Real comms protocols serialize and deserialize data into a well defined frame structure, which is defined independently of target specific representation. That's extra work, so most amateurs will pass a struct as a quick and dirty method. But if you are going to be quick and dirty, you may as well use __attribute__((packed)).

That is my point You should define your structures so you don't need to. I haven't used it in decades.

Then we agree

Network byte order is a definition of how the bytes are ordered for transmission. There are C functions that translate between host and network order which can minimize the work on the programmer.

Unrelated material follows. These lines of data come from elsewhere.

PR #239, opened 2026-07-21
fix: only ingest functions_*.yaml extension definitions (#214)

### LINKED ISSUE #214: Code generator ingests example-only extension YAMLs (unknown.yaml), yielding bogus URNs and clobbering real registrations
Follow-up from #206 / #207.

### Problem

`scripts/generate_custom_functions.py` walks the entire extensions directory and ingests every YAML it finds. That includes [`extensions/unknown.yaml`](https://github.com/substrait-io/substrait/blob/main/extensions/unknown.yaml), which is an **example/placeholder** extension (`urn: extension:io.substrait:unknown`) that declares a custom type literally named `unknown` and defines `add`/`subtract`/`multiply`/`divide`/`modulus`/`sum`/`avg`/`min`/`max`/`count` over it.

Other producers deliberately exclude it — substrait-java loads only an explicit `functions_*.yaml` allowlist (plus `extension_types.yaml`).

### Consequences

1. **Clobbering:** `InsertCustomFunction` treats the custom `unknown` type as a wildcard and expands it via `GetAllTypes()`, producing catch-all entries that can overwrite earlier, correct registrations (e.g. `min:date` registered under `functions_datetime` gets overwritten with the `unknown` URN).
2. **Bogus URNs / fabricated signatures:** these functions carry the placeholder URN `extension:io.substrait:unknown`, and (after #206) `unknown` is mapped to `any`, producing names like `multiply:any_any` / `sum:any` that correspond to no real declared signature.

### Suggested fix

Make extension selection explicit — skip example/placeholder extensions (an allowlist of `functions_*.yaml` + the needed type files, or a deny-list containing `unknown.yaml`). Type combinations not covered by a real extension then correctly fall back to `native` instead of referencing a fake URN.

Keep `functions_geometry` and `functions_aggregate_decimal_output` — those are legitimate extensions the DuckDB extension supports.

### Relationship to #206

#206 may address the immediate `unknown.yaml` instance directly (suggested in review). This issue tracks the general hygiene: ensure the generator never silently ingests placeholder / non-function extension YAMLs.

nielspardon:
Fixes #214.

## Problem

`scripts/generate_custom_functions.py` walked the entire Substrait extensions directory and ingested **every** YAML it found — including [`extensions/unknown.yaml`](https://github.com/substrait-io/substrait/blob/main/extensions/unknown.yaml), an example/placeholder extension (`urn: extension:io.substrait:unknown`) that declares a custom type literally named `unknown` and defines `add`/`subtract`/`multiply`/`divide`/`modulus`/`sum`/`avg`/`min`/`max`/`count` over it.

Consequences:

1. **Clobbering:** `InsertCustomFunction` treats the custom `unknown` type as a wildcard and expands it via `GetAllTypes()`, producing catch-all entries that can overwrite earlier, correct registrations (e.g. `min:date` registered under `functions_datetime` gets overwritten with the `unknown` URN).
2. **Bogus URNs / fabricated signatures:** these functions carried the placeholder URN `extension:io.substrait:unknown` and produced names like `multiply:any_any` / `sum:any` that correspond to no real declared signature.

## Fix

Make extension selection explicit: allowlist by the `functions_*.yaml` naming convention, mirroring substrait-java. This skips:

- example/placeholder extensions (`unknown.yaml`), and
- type-only definitions (`extension_types.yaml`, `type_variations.yaml`) that declare no functions.

Type combinations not covered by a real extension now correctly fall back to `native` instead of referencing a fake URN. `functions_geometry` and `functions_aggregate_decimal_output` remain ingested, as requested in the issue. Skipped files are logged during generation for transparency.

`src/custom_extensions_generated.cpp` was regenerated from `substrait-packaging` tag `cpp/substrait-extensions/v0.94.0` (already pinned in the script). The only change is the removal of the 10 bogus `extension:io.substrait:unknown` registrations.

## Follow-up cleanup

With the generator no longer emitting any `unknown` argument type (and `TransformTypes()` never producing `"unknown"` — the placeholder is a user-defined type at runtime), the `t == "unknown"` expansion branch in `InsertCustomFunction` was unreachable. It and the stale comment reference are removed.

## Latent bug surfaced by dropping `unknown.yaml`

Many processors have instructions to swap between big and little endian which minimizes the overhead.

<nostalgia alert>
I haven't had to worry about that for over 15 years. I was passing data between a POWER processor and an AMD Opteron.
</nostalgia alert>

Nice, in theory. I see "packed" used mostly when a program data structure has to map directly only some external format over which I have no control, like a set of peripheral registers, or a network packet. The compiler can handle alignment issues, or I can do it myself, but having it insert padding results in unexpected and buggy behavior that is essentially silent.
(Yeah, this frequently ends up with the structure creators explicitly padding their structures:

   uint8_t myregister;
   uint8_t _PADDING1[3];

So what? That's what SHOULD be done to explicitly describe the hardware...)

Yes that is a problem. In that case I would hold my nose and just code it. :grinning:

This I agree with. You're asking for trouble assuming anything about how the data is internally represented.

And then most pros find that the whole serialization and de- make their device slower than they want it to be, and go back to dealing with the raw data stream as it exists.

When was the last time you saw ASN.1 or SUN XDR used outside of their original contexts? And I'm pretty sure I've seen a few IETF working group announcements recently for "lightweight data formats." (of course, XML and JSON are popular, when speed is less important. And they're about as "well defined" as you can get.)

This thread bakes up the thesis of Donald Knuth, author of The Art of Computer Programming:
“People who are more than casually interested in computers should have at least some idea of what the underlying hardware is like.
Otherwise the programs they write will be pretty weird.”